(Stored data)
________

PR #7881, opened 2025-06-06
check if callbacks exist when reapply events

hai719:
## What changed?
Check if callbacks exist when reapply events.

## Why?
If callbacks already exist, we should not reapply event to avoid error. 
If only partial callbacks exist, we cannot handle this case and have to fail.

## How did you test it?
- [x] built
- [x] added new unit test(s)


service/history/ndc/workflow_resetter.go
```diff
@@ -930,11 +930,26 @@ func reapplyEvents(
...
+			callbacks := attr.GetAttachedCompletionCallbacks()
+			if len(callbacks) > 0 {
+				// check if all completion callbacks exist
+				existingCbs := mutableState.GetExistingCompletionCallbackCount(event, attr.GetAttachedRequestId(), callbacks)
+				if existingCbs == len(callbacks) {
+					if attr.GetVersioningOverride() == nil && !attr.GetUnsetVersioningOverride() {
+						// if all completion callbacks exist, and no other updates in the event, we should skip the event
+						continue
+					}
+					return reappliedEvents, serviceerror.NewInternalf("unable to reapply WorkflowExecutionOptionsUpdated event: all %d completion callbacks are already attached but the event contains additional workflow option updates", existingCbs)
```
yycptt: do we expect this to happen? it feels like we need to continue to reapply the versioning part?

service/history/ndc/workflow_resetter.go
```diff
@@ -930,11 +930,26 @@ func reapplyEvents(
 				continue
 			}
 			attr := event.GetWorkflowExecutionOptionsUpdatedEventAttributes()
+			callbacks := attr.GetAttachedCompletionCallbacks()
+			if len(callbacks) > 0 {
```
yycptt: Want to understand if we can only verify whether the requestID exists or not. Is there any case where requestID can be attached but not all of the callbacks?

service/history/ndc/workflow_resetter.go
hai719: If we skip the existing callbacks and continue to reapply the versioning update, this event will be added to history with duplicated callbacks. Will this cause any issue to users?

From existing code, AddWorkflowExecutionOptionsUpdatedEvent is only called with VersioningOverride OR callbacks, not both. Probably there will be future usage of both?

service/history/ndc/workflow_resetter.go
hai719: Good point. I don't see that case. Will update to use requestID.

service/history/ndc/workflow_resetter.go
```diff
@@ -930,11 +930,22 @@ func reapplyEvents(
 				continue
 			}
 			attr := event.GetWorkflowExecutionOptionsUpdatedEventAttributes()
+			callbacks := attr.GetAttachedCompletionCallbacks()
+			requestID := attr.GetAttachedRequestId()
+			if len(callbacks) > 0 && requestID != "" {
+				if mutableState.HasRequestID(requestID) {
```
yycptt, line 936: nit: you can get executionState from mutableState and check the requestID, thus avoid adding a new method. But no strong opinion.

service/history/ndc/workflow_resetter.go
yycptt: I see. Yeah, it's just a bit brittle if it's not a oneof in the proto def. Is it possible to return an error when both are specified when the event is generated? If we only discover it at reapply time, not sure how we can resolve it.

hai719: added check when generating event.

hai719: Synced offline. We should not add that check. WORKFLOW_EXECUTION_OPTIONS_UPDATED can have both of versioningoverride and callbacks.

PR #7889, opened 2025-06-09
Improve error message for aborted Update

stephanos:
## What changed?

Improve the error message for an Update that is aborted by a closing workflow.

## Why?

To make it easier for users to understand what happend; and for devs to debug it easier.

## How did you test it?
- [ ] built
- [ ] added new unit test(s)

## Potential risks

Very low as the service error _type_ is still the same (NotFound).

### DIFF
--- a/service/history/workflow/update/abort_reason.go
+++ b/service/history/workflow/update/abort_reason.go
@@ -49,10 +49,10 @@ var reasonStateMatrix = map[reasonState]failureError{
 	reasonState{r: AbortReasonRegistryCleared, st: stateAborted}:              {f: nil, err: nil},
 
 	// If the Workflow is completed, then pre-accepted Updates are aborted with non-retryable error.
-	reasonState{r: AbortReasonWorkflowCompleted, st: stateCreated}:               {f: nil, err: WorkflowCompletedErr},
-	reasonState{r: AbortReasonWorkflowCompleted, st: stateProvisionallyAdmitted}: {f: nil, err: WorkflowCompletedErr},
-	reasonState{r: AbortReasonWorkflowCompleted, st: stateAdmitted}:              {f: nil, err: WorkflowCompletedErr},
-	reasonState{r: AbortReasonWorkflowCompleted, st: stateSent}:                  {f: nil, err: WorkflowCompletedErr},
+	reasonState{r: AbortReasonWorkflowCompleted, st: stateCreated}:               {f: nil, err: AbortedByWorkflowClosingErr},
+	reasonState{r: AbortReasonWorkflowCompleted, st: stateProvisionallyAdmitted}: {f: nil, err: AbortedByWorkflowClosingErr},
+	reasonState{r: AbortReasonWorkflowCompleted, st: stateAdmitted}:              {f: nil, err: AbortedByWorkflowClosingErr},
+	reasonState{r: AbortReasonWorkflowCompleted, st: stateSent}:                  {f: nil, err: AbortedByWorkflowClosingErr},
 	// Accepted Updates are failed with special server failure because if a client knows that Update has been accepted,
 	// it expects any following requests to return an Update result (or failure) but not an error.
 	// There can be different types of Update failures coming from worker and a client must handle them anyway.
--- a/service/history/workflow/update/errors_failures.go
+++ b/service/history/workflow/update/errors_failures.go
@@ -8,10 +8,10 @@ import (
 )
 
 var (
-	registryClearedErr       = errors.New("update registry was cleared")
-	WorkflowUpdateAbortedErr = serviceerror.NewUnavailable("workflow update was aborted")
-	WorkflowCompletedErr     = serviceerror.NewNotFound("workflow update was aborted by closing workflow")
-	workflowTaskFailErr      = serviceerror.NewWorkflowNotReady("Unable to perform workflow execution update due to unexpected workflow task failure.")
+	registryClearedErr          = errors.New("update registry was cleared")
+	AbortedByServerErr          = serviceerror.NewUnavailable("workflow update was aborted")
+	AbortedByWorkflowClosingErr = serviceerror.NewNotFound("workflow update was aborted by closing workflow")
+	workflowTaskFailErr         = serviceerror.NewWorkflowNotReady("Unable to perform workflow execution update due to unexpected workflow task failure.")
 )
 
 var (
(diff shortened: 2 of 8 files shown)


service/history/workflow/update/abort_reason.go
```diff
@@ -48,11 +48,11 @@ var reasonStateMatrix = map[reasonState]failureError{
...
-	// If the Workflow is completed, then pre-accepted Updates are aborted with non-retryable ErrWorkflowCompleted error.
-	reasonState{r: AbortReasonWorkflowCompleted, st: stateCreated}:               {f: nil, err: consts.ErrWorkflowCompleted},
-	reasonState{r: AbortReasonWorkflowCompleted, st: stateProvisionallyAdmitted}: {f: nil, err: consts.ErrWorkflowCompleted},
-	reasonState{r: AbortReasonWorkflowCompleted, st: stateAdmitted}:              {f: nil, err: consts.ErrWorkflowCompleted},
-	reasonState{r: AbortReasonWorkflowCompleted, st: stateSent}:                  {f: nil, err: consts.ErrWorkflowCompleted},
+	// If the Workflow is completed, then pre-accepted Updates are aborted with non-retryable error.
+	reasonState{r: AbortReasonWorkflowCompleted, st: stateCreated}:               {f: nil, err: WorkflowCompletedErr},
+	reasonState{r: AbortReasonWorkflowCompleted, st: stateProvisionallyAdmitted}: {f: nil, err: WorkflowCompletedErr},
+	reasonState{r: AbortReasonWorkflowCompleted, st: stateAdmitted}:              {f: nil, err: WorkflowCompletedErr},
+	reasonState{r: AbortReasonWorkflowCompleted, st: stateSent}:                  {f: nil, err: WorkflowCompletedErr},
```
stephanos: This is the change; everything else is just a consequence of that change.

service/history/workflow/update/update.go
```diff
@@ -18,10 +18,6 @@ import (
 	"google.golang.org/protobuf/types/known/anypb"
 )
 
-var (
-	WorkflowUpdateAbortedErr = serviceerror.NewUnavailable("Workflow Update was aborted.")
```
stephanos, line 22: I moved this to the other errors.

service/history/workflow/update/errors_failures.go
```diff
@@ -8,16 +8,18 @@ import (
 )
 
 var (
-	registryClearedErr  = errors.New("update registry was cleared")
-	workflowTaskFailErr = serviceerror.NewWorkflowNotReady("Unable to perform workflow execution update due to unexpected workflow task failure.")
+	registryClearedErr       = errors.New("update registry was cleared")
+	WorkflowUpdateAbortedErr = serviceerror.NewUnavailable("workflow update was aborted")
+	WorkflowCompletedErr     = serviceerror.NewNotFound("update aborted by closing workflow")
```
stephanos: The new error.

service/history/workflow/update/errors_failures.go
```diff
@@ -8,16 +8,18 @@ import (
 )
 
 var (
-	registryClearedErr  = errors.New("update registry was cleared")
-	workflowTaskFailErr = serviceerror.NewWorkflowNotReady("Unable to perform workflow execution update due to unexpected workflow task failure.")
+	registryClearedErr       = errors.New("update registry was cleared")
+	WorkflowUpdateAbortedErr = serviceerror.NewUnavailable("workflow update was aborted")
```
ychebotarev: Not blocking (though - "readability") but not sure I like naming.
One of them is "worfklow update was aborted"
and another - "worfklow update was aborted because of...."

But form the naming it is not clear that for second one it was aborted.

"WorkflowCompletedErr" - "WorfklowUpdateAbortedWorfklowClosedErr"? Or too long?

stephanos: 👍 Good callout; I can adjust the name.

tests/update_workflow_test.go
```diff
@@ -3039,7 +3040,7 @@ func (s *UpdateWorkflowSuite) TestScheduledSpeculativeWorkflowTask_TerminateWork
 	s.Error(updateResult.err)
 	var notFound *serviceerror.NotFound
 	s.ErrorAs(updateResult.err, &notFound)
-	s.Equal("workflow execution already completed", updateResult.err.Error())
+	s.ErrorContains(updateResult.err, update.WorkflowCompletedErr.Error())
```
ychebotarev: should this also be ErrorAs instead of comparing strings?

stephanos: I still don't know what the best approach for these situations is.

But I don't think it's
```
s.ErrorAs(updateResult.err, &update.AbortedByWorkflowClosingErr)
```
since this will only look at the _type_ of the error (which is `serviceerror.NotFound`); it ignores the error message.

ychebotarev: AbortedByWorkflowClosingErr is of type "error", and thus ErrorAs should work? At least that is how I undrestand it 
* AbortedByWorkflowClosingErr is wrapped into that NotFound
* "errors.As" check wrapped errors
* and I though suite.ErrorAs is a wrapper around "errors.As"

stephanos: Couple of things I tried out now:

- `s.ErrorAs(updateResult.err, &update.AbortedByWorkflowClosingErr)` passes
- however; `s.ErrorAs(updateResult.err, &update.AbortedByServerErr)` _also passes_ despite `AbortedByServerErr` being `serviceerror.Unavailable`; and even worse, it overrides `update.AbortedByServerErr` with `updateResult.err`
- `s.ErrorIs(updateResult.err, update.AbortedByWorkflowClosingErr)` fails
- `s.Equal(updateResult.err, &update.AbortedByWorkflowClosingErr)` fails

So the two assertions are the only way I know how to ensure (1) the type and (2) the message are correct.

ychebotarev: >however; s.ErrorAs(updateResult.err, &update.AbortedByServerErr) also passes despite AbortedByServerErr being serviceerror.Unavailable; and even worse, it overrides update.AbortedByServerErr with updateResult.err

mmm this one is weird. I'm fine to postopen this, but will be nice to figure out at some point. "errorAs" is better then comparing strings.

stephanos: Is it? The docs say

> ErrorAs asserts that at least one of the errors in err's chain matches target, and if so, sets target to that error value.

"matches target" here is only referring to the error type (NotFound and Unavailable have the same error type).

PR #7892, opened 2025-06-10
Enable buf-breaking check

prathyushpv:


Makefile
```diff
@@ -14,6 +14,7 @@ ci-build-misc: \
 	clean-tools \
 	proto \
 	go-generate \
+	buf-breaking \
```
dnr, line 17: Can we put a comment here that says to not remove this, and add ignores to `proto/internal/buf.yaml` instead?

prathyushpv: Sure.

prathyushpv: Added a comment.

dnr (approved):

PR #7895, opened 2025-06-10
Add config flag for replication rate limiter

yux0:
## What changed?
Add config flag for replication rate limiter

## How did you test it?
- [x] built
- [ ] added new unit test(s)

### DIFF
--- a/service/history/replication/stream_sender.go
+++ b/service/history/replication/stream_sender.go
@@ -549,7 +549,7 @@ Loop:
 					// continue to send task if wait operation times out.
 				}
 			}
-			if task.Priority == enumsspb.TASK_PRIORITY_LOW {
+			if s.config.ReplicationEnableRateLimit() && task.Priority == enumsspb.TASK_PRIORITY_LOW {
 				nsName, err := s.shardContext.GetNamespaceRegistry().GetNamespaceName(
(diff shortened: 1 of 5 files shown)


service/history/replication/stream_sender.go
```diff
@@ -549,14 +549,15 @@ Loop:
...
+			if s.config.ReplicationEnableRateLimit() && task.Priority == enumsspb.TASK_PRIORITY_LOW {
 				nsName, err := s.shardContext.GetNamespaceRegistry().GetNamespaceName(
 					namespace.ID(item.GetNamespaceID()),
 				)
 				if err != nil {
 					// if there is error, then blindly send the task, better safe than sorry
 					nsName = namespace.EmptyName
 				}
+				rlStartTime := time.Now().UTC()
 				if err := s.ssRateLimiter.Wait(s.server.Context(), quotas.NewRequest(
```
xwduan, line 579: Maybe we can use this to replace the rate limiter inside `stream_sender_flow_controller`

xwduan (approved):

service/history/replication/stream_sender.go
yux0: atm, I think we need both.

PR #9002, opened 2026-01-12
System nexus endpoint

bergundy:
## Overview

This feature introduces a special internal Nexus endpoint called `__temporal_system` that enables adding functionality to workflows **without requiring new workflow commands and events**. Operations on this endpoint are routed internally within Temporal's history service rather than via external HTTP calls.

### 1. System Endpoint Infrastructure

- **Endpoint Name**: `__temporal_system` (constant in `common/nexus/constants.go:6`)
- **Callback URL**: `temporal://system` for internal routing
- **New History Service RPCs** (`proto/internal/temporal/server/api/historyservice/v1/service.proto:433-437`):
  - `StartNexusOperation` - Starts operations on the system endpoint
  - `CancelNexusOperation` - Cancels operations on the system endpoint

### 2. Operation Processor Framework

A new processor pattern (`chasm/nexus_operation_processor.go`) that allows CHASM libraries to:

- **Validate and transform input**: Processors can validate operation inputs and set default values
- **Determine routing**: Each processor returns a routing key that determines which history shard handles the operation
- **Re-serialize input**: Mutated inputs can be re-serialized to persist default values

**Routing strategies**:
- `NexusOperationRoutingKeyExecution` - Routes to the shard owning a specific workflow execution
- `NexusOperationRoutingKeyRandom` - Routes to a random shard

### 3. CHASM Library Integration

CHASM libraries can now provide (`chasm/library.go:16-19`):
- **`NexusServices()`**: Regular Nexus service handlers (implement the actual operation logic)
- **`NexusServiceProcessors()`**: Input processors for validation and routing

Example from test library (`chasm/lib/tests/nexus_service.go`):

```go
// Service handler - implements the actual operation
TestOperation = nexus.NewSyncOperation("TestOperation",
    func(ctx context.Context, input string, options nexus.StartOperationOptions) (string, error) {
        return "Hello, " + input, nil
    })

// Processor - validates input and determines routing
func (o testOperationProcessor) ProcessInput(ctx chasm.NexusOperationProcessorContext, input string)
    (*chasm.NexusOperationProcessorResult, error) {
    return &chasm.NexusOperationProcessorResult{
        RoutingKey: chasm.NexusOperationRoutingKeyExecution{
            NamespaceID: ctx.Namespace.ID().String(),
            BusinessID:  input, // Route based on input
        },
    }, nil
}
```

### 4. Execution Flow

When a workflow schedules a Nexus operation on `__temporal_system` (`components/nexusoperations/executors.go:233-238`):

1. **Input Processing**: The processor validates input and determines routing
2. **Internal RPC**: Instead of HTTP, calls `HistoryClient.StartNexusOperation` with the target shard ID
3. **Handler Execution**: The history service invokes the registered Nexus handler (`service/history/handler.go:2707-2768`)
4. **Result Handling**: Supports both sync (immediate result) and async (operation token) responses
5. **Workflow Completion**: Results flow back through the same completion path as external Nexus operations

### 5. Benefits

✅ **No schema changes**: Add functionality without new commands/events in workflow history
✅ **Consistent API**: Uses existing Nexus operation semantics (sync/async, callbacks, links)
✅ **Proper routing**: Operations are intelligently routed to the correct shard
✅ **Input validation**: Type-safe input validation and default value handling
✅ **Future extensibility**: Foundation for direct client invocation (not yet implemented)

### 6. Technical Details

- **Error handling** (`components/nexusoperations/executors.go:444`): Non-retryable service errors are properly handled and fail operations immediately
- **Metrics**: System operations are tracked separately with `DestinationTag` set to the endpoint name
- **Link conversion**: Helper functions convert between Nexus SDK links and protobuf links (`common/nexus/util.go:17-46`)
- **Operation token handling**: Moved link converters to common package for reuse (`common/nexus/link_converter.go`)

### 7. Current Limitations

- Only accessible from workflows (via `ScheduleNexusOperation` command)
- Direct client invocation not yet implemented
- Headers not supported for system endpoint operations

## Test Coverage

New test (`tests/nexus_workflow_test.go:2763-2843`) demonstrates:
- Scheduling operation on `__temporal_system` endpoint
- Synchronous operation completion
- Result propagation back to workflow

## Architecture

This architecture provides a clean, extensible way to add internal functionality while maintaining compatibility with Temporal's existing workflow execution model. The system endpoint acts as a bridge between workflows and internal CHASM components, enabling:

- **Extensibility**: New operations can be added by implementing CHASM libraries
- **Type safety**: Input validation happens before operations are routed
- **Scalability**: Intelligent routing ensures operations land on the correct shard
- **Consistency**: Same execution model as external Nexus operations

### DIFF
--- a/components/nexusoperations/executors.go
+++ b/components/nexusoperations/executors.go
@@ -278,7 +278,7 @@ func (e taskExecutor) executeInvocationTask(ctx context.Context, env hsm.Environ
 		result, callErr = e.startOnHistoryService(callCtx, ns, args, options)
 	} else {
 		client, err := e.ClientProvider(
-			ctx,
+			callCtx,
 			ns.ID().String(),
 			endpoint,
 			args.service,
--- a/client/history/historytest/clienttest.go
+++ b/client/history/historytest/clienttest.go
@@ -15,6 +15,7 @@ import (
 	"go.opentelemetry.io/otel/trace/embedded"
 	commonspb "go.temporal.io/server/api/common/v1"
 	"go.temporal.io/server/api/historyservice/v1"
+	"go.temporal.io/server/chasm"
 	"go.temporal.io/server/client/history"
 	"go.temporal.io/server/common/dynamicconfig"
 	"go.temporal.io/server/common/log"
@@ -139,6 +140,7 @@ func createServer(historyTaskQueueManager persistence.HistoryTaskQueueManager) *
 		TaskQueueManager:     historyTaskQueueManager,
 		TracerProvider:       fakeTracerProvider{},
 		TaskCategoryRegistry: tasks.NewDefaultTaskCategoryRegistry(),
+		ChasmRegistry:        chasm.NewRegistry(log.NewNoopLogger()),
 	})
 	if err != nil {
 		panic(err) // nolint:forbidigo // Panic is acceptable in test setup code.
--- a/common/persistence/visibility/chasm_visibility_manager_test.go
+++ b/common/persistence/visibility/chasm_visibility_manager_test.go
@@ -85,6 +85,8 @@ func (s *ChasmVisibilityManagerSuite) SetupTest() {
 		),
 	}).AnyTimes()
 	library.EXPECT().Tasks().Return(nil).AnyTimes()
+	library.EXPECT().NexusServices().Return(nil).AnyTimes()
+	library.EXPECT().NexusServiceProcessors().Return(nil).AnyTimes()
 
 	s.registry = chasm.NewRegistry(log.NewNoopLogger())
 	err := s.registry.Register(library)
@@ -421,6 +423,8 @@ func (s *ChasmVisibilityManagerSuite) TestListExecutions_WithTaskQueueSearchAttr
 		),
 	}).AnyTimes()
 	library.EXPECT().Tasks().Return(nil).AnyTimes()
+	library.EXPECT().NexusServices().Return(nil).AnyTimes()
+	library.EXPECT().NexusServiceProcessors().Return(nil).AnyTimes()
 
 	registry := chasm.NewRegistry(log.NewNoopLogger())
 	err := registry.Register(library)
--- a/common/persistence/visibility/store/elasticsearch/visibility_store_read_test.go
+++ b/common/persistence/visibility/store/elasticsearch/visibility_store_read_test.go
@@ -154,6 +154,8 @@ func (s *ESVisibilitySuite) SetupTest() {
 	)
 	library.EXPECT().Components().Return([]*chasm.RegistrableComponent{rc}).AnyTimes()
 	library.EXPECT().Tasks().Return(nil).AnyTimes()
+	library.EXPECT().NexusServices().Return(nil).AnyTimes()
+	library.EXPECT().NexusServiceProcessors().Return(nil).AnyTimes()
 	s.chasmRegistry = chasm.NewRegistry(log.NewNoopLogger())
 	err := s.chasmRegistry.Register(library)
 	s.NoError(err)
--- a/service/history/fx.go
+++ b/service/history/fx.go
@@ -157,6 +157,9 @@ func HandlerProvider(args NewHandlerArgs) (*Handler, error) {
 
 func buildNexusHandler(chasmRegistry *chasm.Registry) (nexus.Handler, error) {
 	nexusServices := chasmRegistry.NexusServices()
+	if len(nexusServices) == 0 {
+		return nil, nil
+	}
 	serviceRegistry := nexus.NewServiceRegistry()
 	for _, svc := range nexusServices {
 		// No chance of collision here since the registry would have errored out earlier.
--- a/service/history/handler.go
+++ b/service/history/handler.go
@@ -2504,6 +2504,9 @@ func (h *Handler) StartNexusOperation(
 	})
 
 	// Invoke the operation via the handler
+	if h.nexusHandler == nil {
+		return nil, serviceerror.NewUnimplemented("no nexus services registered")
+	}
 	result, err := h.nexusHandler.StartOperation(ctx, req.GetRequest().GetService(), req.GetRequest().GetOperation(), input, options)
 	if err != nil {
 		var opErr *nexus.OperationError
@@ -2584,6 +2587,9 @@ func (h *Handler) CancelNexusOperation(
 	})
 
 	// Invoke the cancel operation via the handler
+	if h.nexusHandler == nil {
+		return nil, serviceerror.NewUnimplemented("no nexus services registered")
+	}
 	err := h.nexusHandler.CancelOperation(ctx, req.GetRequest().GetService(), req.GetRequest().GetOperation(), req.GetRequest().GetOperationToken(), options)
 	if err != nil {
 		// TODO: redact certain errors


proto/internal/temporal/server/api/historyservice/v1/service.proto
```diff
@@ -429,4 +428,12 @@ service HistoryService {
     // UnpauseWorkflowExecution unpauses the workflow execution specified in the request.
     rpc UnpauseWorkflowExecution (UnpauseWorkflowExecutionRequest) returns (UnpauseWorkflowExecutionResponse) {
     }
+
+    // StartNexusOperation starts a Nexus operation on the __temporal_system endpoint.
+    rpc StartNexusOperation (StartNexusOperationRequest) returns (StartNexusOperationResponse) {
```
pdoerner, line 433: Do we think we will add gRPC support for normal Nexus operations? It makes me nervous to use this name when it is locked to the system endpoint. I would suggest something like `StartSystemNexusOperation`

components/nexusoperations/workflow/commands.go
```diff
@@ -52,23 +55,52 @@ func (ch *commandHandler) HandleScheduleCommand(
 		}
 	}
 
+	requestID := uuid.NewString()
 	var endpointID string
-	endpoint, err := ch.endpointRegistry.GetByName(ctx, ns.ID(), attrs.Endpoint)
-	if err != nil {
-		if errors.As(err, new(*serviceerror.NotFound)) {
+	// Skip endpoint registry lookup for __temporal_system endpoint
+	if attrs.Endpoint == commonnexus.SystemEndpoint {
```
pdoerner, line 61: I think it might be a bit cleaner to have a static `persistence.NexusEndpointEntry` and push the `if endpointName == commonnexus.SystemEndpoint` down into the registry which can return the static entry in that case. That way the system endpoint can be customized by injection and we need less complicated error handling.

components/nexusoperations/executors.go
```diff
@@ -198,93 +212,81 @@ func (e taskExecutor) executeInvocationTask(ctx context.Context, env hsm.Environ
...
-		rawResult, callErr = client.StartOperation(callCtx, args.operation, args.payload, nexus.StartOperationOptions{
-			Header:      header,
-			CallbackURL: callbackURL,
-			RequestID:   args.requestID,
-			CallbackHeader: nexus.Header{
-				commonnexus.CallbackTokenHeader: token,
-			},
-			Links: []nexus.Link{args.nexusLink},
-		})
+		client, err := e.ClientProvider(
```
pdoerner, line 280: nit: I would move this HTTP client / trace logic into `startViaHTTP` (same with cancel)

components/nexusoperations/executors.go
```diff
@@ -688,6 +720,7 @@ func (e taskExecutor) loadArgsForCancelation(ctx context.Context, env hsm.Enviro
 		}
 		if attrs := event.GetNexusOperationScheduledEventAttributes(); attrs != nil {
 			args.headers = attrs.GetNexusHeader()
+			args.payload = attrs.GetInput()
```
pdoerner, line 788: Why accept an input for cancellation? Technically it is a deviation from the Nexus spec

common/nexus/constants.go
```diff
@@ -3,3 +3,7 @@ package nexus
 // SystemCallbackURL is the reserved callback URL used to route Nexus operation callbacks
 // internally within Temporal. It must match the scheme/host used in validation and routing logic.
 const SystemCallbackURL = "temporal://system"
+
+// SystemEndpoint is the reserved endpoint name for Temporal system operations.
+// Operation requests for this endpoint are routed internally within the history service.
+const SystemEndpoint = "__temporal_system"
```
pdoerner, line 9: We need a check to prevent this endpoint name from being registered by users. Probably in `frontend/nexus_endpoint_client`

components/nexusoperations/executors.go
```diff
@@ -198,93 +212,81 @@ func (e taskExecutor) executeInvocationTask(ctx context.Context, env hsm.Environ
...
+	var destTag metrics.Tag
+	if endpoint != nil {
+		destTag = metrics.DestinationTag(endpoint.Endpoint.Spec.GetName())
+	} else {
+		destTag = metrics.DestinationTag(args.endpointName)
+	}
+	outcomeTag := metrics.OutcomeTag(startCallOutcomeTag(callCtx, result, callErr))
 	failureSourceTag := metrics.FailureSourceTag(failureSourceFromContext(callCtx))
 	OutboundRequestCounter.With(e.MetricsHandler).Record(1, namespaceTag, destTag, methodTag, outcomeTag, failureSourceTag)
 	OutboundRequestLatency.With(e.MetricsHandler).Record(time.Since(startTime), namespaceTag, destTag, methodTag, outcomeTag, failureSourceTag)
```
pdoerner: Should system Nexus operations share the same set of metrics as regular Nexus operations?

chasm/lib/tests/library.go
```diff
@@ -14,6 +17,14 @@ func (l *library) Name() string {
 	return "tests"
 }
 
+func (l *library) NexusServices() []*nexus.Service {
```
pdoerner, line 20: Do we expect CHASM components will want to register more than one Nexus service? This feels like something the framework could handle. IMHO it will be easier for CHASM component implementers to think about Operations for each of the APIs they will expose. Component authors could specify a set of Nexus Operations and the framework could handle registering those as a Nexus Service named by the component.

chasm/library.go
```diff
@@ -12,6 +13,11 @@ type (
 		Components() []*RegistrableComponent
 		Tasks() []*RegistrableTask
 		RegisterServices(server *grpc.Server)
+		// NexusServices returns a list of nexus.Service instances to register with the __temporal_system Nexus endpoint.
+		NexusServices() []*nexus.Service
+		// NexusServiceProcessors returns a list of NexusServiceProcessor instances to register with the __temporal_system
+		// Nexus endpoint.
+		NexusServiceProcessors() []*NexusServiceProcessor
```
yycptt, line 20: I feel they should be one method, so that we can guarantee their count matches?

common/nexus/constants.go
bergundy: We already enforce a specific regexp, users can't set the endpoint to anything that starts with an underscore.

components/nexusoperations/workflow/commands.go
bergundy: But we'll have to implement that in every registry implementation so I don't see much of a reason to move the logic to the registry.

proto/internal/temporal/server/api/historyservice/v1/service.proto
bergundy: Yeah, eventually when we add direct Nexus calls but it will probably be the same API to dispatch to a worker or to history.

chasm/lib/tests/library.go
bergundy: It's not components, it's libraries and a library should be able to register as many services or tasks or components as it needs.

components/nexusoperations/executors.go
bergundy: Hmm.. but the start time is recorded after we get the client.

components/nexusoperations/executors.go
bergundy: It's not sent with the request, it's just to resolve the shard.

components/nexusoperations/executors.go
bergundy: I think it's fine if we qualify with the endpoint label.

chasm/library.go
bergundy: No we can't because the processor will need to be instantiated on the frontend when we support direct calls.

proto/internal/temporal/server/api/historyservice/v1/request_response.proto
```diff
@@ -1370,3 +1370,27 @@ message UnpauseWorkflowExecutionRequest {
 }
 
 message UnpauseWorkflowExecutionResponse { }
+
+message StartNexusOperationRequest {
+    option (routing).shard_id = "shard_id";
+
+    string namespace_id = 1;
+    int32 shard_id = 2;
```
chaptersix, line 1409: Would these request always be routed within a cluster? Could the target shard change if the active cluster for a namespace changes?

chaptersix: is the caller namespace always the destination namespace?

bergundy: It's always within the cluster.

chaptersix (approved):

________

Required work:
In the lines above, find each one with "external" and list it.

Exercise output:
This feature introduces a special internal Nexus endpoint called `__temporal_system` that enables adding functionality to workflows **without requiring new workflow commands and events**. Operations on this endpoint are routed internally within Temporal's history service rather than via external HTTP calls.
5. **Workflow Completion**: Results flow back through the same completion path as external Nexus operations
- **Consistency**: Same execution model as external Nexus operations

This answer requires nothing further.